7. Define the action update_bloom_filter. In this action you have to implement the bloom filter logic. For this exercise you have to use two hash functions. Your update bloom filter option should do the following:

   1. Define 4 metadata fields to store the hash output, and values you will read from the register. The size of each variable needs to be 32 bits.
   2. Compute two hash functions using two different algorithms (e.g., crc16 and crc32). Use the hash extern function to compute the hash of packets 5-tuple (src ip, dst ip, src port, dst port, protocol). The signature of a hash function is: hash(output_field, (crc16 or crc32), (bit<1>)0, {fields to hash}, (bit<16>)4096).
   3. Using the two indexes you got from the hash function, read the register twice and store the values in metadata fields you defined in 1. Note: when using constant variables in P4 you must cast them otherwise the compiler can not guess the variable type.
   4. Increase the value of both by 1.
   5. Write them back to the register.

8. Implement the main logic (the apply block) of your ingress pipeline:

   1. Check if the ipv4 header is valid.
   2. Check if the tcp header is valid.
   3. If both are valid, update the bloom filter.
   4. Check if the two values you read from the register are bigger than a THRESHOLD of 1000. If so, drop the packet, otherwise apply the ipv4 forwarding table.
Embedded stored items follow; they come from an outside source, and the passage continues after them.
PR #242, opened 2023-10-04
SDK update - v1.1.0

smohan-dw:
- Update to Substrate SDK v1.1.0
- Switch to Polkadot SDK repo
- Update to the latest Benchmark Syntax
- Pallet Renames
  - pallet-did-names -> pallet-did-name
  - pallet-scoring -> pallet-score


node/src/service.rs
```diff
@@ -328,6 +328,7 @@ pub fn new_partial(
 		client.clone(),
 	);
 
+	#[allow(clippy::redundant_clone)]
 	let (grandpa_block_import, grandpa_link) = sc_consensus_grandpa::block_import(
 		client.clone(),
```
roynrishingha, line 333: Can we not remove the clone and borrow?

roynrishingha (approved):

node/src/service.rs
smohan-dw: can try it as a separate activity. might have some additional dependencies

amarts (approved):

PR #245, opened 2023-10-09
Pallet: change name of 'Stream' to 'Statement'

amarts:
Along with changing the name of the pallet. Few other key things are altered in behavior in this PR.

* create() method takes Vec array of digests as argument, so it can create 'multiple' statement identifiers in one create call. (Note, author should be same account, and registry should be same for this).

* Digest to Identifier mapping is changed to `DoubleStorageMap`, considers the registryIdentifier as second key.

* `api.query.stream.commits()` -> `api.query.statement.activities()`


pallets/statement/src/lib.rs
```diff
@@ -0,0 +1,748 @@
...
+				)
+				.map_err(<pallet_registry::Error<T>>::from)?;
+			}
+
+			// now check the digests array
+			let digests_len = statement_digests.len();
+			ensure!(digests_len <= T::MaxDigestLength::get(), Error::<T>::MaxDigestLengthExceeded);
+
+			let mut event_array: Vec<StatementDigestOf<T>> = vec![];
+			for (_, statement_digest) in statement_digests.into_iter().enumerate() {
```
smohan-dw: This can be just `for statement_digest in statement_digests` since you are not using the index

pallets/statement/src/lib.rs
```diff
@@ -0,0 +1,748 @@
...
+						&registry_id.clone().encode()[..],
+						&creator.clone().encode()[..],
+					]
+					.concat()[..],
+				);
+
+				let identifier = Ss58Identifier::to_statement_id(&(id_digest).encode()[..])
+					.map_err(|_| Error::<T>::InvalidIdentifierLength)?;
+
+				if <Statements<T>>::contains_key(&identifier) {
```
smohan-dw, line 307: This will fail for all new identifiers as the storage is populated later.

amarts:
Merging everything to `dev-0.9.0` branch for now. Please merge future enhancement there.

PR #247, opened 2023-10-13
[FEAT] Bootstrap Configuration Support 

smohan-dw:
The PR brings the capability to generate a new chain spec using a TOML configuration file. The TOML configuration file can be generated by running the `bootstrap.sh` script. More documentation to follow.


amarts (approved):

roynrishingha (changes requested):
CI fails on Clippy. It is a better practice to fix it before merge.

roynrishingha (approved):

PR #249, opened 2023-11-04
Refactor - Identifiers & Statements

smohan-dw:
Identifiers are moved into primitives to ensure multiple pallets can use them as a global store representing identifier history. Statement is refactored to support both individual statement creation and batch creation.


amarts:
The build is passing. And I will work on the clippy and test part. Merging it to dev-0.9.0 branch so we can collaborate faster.

PR #254, opened 2023-11-29
experimental asset benchmarking

smohan-dw:


amarts (approved):
A rebase on latest of dev-0.9.0 would be great.

amarts:
one question is, do we need number accounting here? 

Like if I need to create an asset of 100000, should I call 100000 transaction to chain?

amarts (approved):

PR #255, opened 2023-11-30
Multiple changes for release v0.9.0

amarts:
# New features

* Fees: 
  - no more fees involved in transaction.
  - the events are removed, which increases the performance

* membership: 
  - Anyone (Any Account) who would 'write' (ie, perform extrinsics call) needs to have membership registration. This is approved by the council. 

* network-membership: 
  - this is managing the validator node accounts. This enabled us to remove the staking based logic, and now the logic is truly proof of authority. Again, the addition and removal is handled by council calls.

* chain-space:
  - this pallet now handles transaction delegation and limit of number of transactions on the chain authorization.
  - Think of this as a namespace, where most of the management logic would be implemented (like delegation, capacity etc)

* score:
  - allows registering and amends to the 'rating', and manages the aggregate score

* statement:
   - Allows register,  revoke, restore, update, and remove of 'statements' (combination of identifier and digest)
   - Allows presentation with its 'digest' to be registered.
   - `schemaUri` is  optional parameter, thus allowing different VCs in same `chain-space`.
 
* schema:
   - made as an independent call, inside of chain-space.
   
* asset:
   - Early beta of asset management pallet.


smohan-dw (approved):
LGTM

PR #261, opened 2023-12-23
update to sdk-v1.5.0

smohan-dw:


amarts:
Few questions. Should we do this subsecond block time as the default? What impact would that have on network requirements in nodes?

I see some node code reorg and tests added. Any particular top level changes to publish in release notes?

smohan-dw:
> Few questions. Should we do this subsecond block time as the default? What impact would that have on network requirements in nodes?
The updates are not for production, only to test the behaviour with multiple blocktimes. 
> 
> I see some node code reorg and tests added. Any particular top level changes to publish in release notes?
Nothing more than SDK updates, code reorg and tests in this PR.

smohan-dw:
looks like we need to make a few changes to the workflow file.

amarts:
```
error: failed to run custom build command for `cord-runtime v0.9.1 (/home/runner/work/cord/cord/runtime)`
note: To improve backtraces for build dependencies, set the CARGO_PROFILE_DEV_BUILD_OVERRIDE_DEBUG=true environment variable to enable debug information generation.

Caused by:
  process didn't exit successfully: `/home/runner/work/cord/cord/target/debug/build/cord-runtime-a02d8401b1f833b2/build-script-build` (exit status: 1)
  --- stderr
  Cannot compile the WASM runtime: no standard library sources found!
  You can install them with `rustup component add rust-src` if you're using `rustup`.
warning: build failed, waiting for other jobs to finish...
Error: Process completed with exit code 101.

```

Working fine on local machine.

amarts:
Updated the github workflow file by removing the caching section. Will check if the tests pass now.

amarts (approved):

9. In this exercise we modify a packet's field for the first time (remember we have to subtract 1 to the ip.ttl field). When doing so, the ipv4 checksum field needs to be updated otherwise other network devices (or receiving hosts) might drop the packet. To do that, the v1model provides an extern function (update_checksum) that can be called inside the MyComputeChecksum control to update checksum fields. Update the hdr.ipv4.hdrChecksum field hashing all the ipv4 fields keeping the same order they are declared in the ipv4 and excluding the hdrChecksum field, since its what we are computing here.

   Important: You must set the algorithm to csum16 so other networking devices or receivers do not drop the packet.

10. Write the s1-commands.txt and s2-commands.txt file. This file should contain all the cli commands needed to fill the forwarding table you defined in 4. For more information about adding entries to the table check the control plane documentation.

Important Note: In order to fill the table you will need two things:

1. Host's MAC addresses: by default hosts get assigned MAC addresses using the following pattern: 00:00:<IP address to hex>. For example if h1 IP's address were 10.0.1.5 the Mac address would be: 00:00:0a:00:01:05. Alternatively, you can use iconfig/ip directly in a host's terminal.

2. Switch port index each host is connected to. There are several ways to figure out the port_index to interface mapping. By default p4-utils add ports in the same order they are found in the links list in the p4app.json conf file. Thus, with the current configuration the port assignment would be: {h1->1, h2->2, h3->3, h4->4}. However, this basic port assignment might not hold for more complex topologies. Another way of finding out port mappings is checking the messages printed by when running the p4run command:

   Switch port mapping:
   s1:  1:h1       2:h2    3:h3    4:h4
   

   In future exercises we will see an extra way to get topology information.

Testing your solution

Once you have the heavy_hitter.p4 program finished you can test its behaviour:

1. Start the topology (this will also compile and load the program).

   sudo p4run

   or

   sudo python network.py

2. Check that you can ping:

   mininet> pingall
   

3. Use the receive.py and send.py scripts:

   Get a terminal in h1 and h2 using the mx tool. Run python receive.py in one of them, in the other run python send.py <ip_dst> <number_of_packets>. The receiver will start getting packets, you will see that it does not receive more than 1000. The ip address of h2 is 10.0.2.2.

4. Check that you can not finish an iperf:

   Run iperf in the mininet cli or getting a terminal. You will see that the first 1000 packets are sent, but then the connection gets blocked.

Some notes on debugging and troubleshooting

We have added a small guideline in the documentation section. Use it as a reference when things do not work as expected.